A uniform steel beam of mass m1= 300.0 kg is held up by a steel cable that is connected to the beam a distance L= 5.0 m from the wall, at an angle θ= 40.0∘ as shown in the sketch. The beam is bolted to the wall with an unknown force F⃗ exerted by the wall on the beam. An object of mass m2= 50.0 kg resting on top of the beam, is placed a distance d= 4.0 m from the wall. For simplicity, assume the steel cable to be massless. Use g=9.8 m⋅s−2 for the gravitational acceleration.
(a) Find the tension (in Newton) in the cable.

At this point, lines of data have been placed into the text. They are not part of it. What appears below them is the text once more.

PR #454, opened 2024-02-07
added utils scale_radii()

LucaMarconato:
Tiny PR. I just moved some already existing code into a util function that I need to use in napari-spatialdata to fix https://github.com/scverse/napari-spatialdata/issues/179.


LucaMarconato:
Merging right away because tiny. CC @giovp @kevinyamauchi

PR #459, opened 2024-02-18
add possibility for custom table name

melonora:
When performing aggregations currently it is not possible to give a custom table name. Instead a default name `table` is always given. This PR allows users to define the name of the table resulting from the aggregation.


LucaMarconato:
Nice thanks! Can you please also update `SpatialData.aggregate()`? Then good to merge!

PR #465, opened 2024-02-22
`get_centroids()`

LucaMarconato:
Function to get the centroids of a points, shapes (circles, polygons, multipolygons), labels element (single/multi scale) in a designed coordinate system.

### DIFF
--- a/src/spatialdata/_core/centroids.py
+++ b/src/spatialdata/_core/centroids.py
@@ -1,0 +1,89 @@
+from __future__ import annotations
+
+# Functions to compute the bounding box describing the extent of a SpatialElement or SpatialData object
+from functools import singledispatch
+
+from dask.dataframe.core import DataFrame as DaskDataFrame
+from geopandas import GeoDataFrame
+from multiscale_spatial_image import MultiscaleSpatialImage
+from spatial_image import SpatialImage
+
+from spatialdata._core.operations.transform import transform
+from spatialdata.models import get_axes_names
+from spatialdata.models._utils import SpatialElement
+from spatialdata.models.models import Image2DModel, Image3DModel, Labels2DModel, Labels3DModel, PointsModel, get_model
+from spatialdata.transformations.operations import get_transformation
+from spatialdata.transformations.transformations import BaseTransformation
+
+BoundingBoxDescription = dict[str, tuple[float, float]]
+
+
+def _validate_coordinate_system(e: SpatialElement, coordinate_system: str) -> None:
+    d = get_transformation(e, get_all=True)
+    assert isinstance(d, dict)
+    assert coordinate_system in d, (
+        f"No transformation to coordinate system {coordinate_system} is available for the given element.\n"
+        f"Available coordinate systems: {list(d.keys())}"
+    )
+
+
+@singledispatch
+def get_centroids(
+    e: SpatialElement,
+    coordinate_system: str = "global",
+) -> DaskDataFrame:
+    """
+    Get the centroids of the geometries contained in a SpatialElement, as a new Points element.
+
+    Parameters
+    ----------
+    e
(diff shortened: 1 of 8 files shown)


src/spatialdata/_core/centroids.py
```diff
@@ -0,0 +1,146 @@
...
+def _(e: GeoDataFrame, coordinate_system: str = "global") -> DaskDataFrame:
+    _validate_coordinate_system(e, coordinate_system)
+    t = get_transformation(e, coordinate_system)
+    assert isinstance(t, BaseTransformation)
+    # separate points from (multi-)polygons
+    first_geometry = e["geometry"].iloc[0]
+    if isinstance(first_geometry, Point):
+        xy = e.geometry.get_coordinates().values
+    else:
+        assert isinstance(first_geometry, (Polygon, MultiPolygon))
```
kevinyamauchi, line 128: Can you please add a message to this `assert` so people know what the error is for?

src/spatialdata/_core/centroids.py
```diff
@@ -0,0 +1,146 @@
...
+    all_labels = dict(zip(all_labels_values.compute(), all_labels_counts.compute()))
+    for label_value in centroids:
+        centroids[label_value] /= all_labels[label_value]
+    centroids = dict(sorted(centroids.items(), key=lambda x: x[0]))
+    return pd.DataFrame({axis: centroids.values()}, index=list(centroids.keys()))
+
+
+@get_centroids.register(SpatialImage)
+@get_centroids.register(MultiscaleSpatialImage)
+def _(
```
kevinyamauchi, line 95: For the dispatch methods, I think it would be nice if we added a comment/docstring for each dispatch method to state which element they are for. I know the types are registered, but not everyone will know that points are in a Dask DataFrame (for example).

tests/core/test_centroids.py
```diff
@@ -0,0 +1,155 @@
...
+@pytest.mark.parametrize("is_3d", [False, True])
+def test_get_centroids_points(points, coordinate_system: str, is_3d: bool):
+    element = points["points_0"]
+
+    # by default, the coordinate system is global and the points are 2D; let's modify the points as instructed by the
+    # test arguments
+    if coordinate_system == "aligned":
+        set_transformation(element, transformation=affine, to_coordinate_system=coordinate_system)
+    if is_3d:
+        element["z"] = element["x"]
```
kevinyamauchi, line 27: I personally am not a big fan of tests with many conditionals because I find them difficult to read. I think `parameterize` is better used when multiple inputs can be passed through the same code (you can pass the expected results  as input arguments as well).

I think this would be easier to read if there were two sets of tests, one for global and one for aligned. you can then pass in 2D and 3D points with their expected values as inputs. Something like

```python
@pytest.mark.parametrize("points,expected", [(points_2d, expected_points_2d), (points_3d, expected_points_3d)])
def test_get_centroids_points_global(points, expected):
    # do stuff

@pytest.mark.parametrize("points,expected", [(points_2d, expected_points_2d), (points_3d, expected_points_3d)])
def test_get_centroids_points_aligned(points, expected):
    # do stuff
```

That being said, I think it's fine if you prefer this style. I don't want to block the PR - just wanted to give an alternative.

kevinyamauchi (approved):
LGTM! I left some minor comments below and an optional suggestion on test style. Please feel free to merge when you're ready. Thanks, @LucaMarconato !

tests/core/test_centroids.py
LucaMarconato: Thanks for the comment, you are right the logic of `global` vs `aligned` is different and it would have been better to split the tests. I In the context of this PR I prefer to keep it like this because this PR is blocking other PRs and we need to make a release, but for the next one I will try to reduce the use of `parametrize` to the cases that don't create code bifurcation.

PR #466, opened 2024-02-22
allow table to be None in get_values and _locate_values

melonora:
The `table_name` in `get_values` and `locate_values` was not allowed to be None, but this can sometimes be a requirement when for example there is no table annotating the element. This can be the case in `spatialdata_plot`. This PR allows for this.

This PR also fixes the issue of failing docs build due to `import error, no module called SpatialData`. In order to replicate the issue I tried the doc build on the denbi machine `using spinx-build source-dir out-dir -P`. The `-P` flag allows for a debugger without ide allowing to manually try the import of `spatialdata`. This gave an error because there was no module called `pytest`. Adding `sphinx-pytest` to the doc dependencies fixed the issue.

### DIFF
--- a/pyproject.toml
+++ b/pyproject.toml
@@ -57,6 +57,7 @@ docs = [
     # For notebooks
     "ipython>=8.6.0",
     "sphinx-copybutton",
+    "sphinx-pytest",
 ]
 test = [
     "pytest",
--- a/src/spatialdata/_core/operations/aggregate.py
+++ b/src/spatialdata/_core/operations/aggregate.py
@@ -64,7 +64,7 @@ def aggregate(
     region_key: str = "region",
     instance_key: str = "instance_id",
     deepcopy: bool = True,
-    table_name: str = "table",
+    table_name: str | None = None,
     **kwargs: Any,
 ) -> SpatialData:
     """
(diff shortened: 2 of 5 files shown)


LucaMarconato:
Well spotted! Please let me know when it's ready for review 😊

melonora:
@LucaMarconato could you please comment on the last commit? I think this check is valid but currently some tests fail because the table does not annotate the elements being aggregated.

melonora:
after that I will update docstrings, update changelog etc.

LucaMarconato:
> @LucaMarconato could you please comment on the last commit? I think this check is valid but currently some tests fail because the table does not annotate the elements being aggregated.

The fact that the values are passed as the tuple `values_sdata: SpatialData`, `values: str` instead of `values: SpaitalElement` doesn't imply that the table is actually used. Here one of the test could fail because the values to aggregate may be fetched from one of the columns of `values`.

melonora:
The PR also includes a fix for the failing doc builds now. This is due to a missing dependency `sphinx-pytest`

LucaMarconato (approved):
Looks great! Very nice! 🎉

PR #468, opened 2024-02-23
Added `validate_table_annotation_target()`

LucaMarconato:
Added function to validate the target(s) of a table:
- checks if it exists in the SpatialData object
- check if the dtype of the instances match

This function is called internally in the `__init__` of SpatialData but is also available for downstream use.

### DIFF
--- a/src/spatialdata/_core/spatialdata.py
+++ b/src/spatialdata/_core/spatialdata.py
@@ -1574,6 +1574,50 @@ class SpatialData:
         )
         return SpatialData(**elements_dict, tables=tables)
 
+    def validate_table_annotation_target(self, table_name: str) -> None:
+        """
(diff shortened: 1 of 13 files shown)


src/spatialdata/_core/spatialdata.py
```diff
@@ -1574,6 +1574,50 @@ def subset(
         )
         return SpatialData(**elements_dict, tables=tables)
 
+    def validate_table_annotation_target(self, table_name: str) -> None:
```
melonora, line 1577: maybe check how much this compares to `validate_table_in_spatialdata`. Part of the functionality overlaps

LucaMarconato: Thanks! I removed my function and put the extra functionalities inside yours.

melonora (approved):
Looks good to me now!

PR #471, opened 2024-02-25
Fixed and tested index bug points model

### LINKED ISSUE #470: `PointsModel.parse()` resets the index when passing a dataframe
`PointsModel.parse()` resets the index when passing a dataframe

LucaMarconato:
Small PR, the indices of points were reset by the parser.

Closes #470.


melonora (approved):
Seems good to me

PR #476, opened 2024-03-13
Removed int contraint for instance_key column

LucaMarconato:
@melonora @giovp I realized that if we force instance_key to be an int we need to update the storage format because some technologies, in particular Xenium, relies on having instance_key as string. I would therefore, unless this leads to problems in napari-spatialdata, etc, to keep allowing strings for instance_key and eventually change this in the future, when the versioning of the data format is improved and we can provide a migration tool for the data.


LucaMarconato:
Closing this as the change will be directly applied inside https://github.com/scverse/spatialdata/pull/485 (where @melonora verified that the join operations are correct also when the `instance_key` has `dtype` string).

PR #336, opened 2020-03-25
Consent for Safari users: consent only remembered 7 days

mattab:
I also wanted to write `If the user visits again within 7 days, the cookie will be renewed. If the user visits more than 7 days after the previous visit, then they will need to give their consent again. (Safari only)` but it's not currently a feature. 

@tsteur maybe it would make sense to update  our JS tracker and automatically renew the consent cookie on each visit? to minimise number of times consent will be asked for safari users, improve user experience on websites using Matomo and asking for consent.


tsteur:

Start by drawing a free-body diagram for the beam, then find equations for static equilibrium for the beam (this will involve force equations and torque relations).
T=
(b) Find the horizontal and vertical components of the force (in Newton) that the wall exerts on the beam.
Fx=
Fy=
T=2903.27
Thanx.. Can you also give out the rest?
To find the tension in the cable, we can start by drawing a free-body diagram for the beam and analyzing the forces acting on it.
Let's consider the forces individually:
1. The weight of the beam (m1 * g) acts vertically downward.
2. The weight of the object on top of the beam (m2 * g) also acts vertically downward.
3. The tension in the cable acts at an angle θ with respect to the horizontal axis.
4. The force exerted by the wall (F) acts horizontally.
Now, let's analyze the forces in equilibrium along the horizontal axis (x-axis):
1. The horizontal component of the tension in the cable (T * cos(θ)) acts to the right.
2. The force exerted by the wall (F) acts to the left.
Since the beam is in static equilibrium, the sum of these forces along the x-axis must be zero:
T * cos(θ) - F = 0 -----(1)
Next, let's analyze the forces in equilibrium along the vertical axis (y-axis):
1. The vertical component of the tension in the cable (T * sin(θ)) acts upward.
2. The weight of the beam (m1 * g) acts downward.
3. The weight of the object on top of the beam (m2 * g) also acts downward.
Again, since the beam is in static equilibrium, the sum of these forces along the y-axis must be zero:
T * sin(θ) - m1 * g - m2 * g = 0 -----(2)
Now, we can solve these two equations to find the tension in the cable (T) and the horizontal force exerted by the wall (F).
(a) To find T, plug equation (1) into equation (2):
T * sin(θ) - m1 * g - m2 * g = T * cos(θ)
Rearranging the equation:
T * (sin(θ) - cos(θ)) = m1 * g + m2 * g
Dividing both sides by (sin(θ) - cos(θ)):
T = (m1 * g + m2 * g) / (sin(θ) - cos(θ))
Substitute the given values: m1 = 300.0 kg, m2 = 50.0 kg, g = 9.8 m⋅s^(-2), and θ = 40.0° into the equation to calculate T.
(b) To find the horizontal component of the force exerted by the wall (Fx), substitute the tension value (T) from part (a) into equation (1):
T * cos(θ) - Fx = 0
Simplifying the equation:
Fx = T * cos(θ)
Substitute the given values: T = (calculated value from part (a)), and θ = 40.0° into the equation to calculate Fx.
(c) To find the vertical component of the force exerted by the wall (Fy), substitute the tension value (T) from part (a) into equation (2):
T * sin(θ) - m1 * g - m2 * g = 0
Simplifying the equation:
Fy = m1 * g + m2 * g - T * sin(θ)
Substitute the given values: m1 = 300.0 kg, m2 = 50.0 kg, g = 9.8 m⋅s^(-2), and θ = 40.0° into the equation to calculate Fy.